PR #2387, opened 2026-02-18
[Bugfix] Fix circular references when activation offload device is cuda

kylesayrs:
## Background ##
#2366 introduced a `WeakKeyDictionary` layer which caches shared tensors. This is a good approach, but has an edge case where, if the value of entry is identical to the key of the entry, then the key will never be garbage collected.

### Problem requirements:
Set down only the lines running from the line with "## Background ##" to the end of the entries above, both included, exactly as they stand.

### Written response:
## Background ##
#2366 introduced a `WeakKeyDictionary` layer which caches shared tensors. This is a good approach, but has an edge case where, if the value of entry is identical to the key of the entry, then the key will never be garbage collected.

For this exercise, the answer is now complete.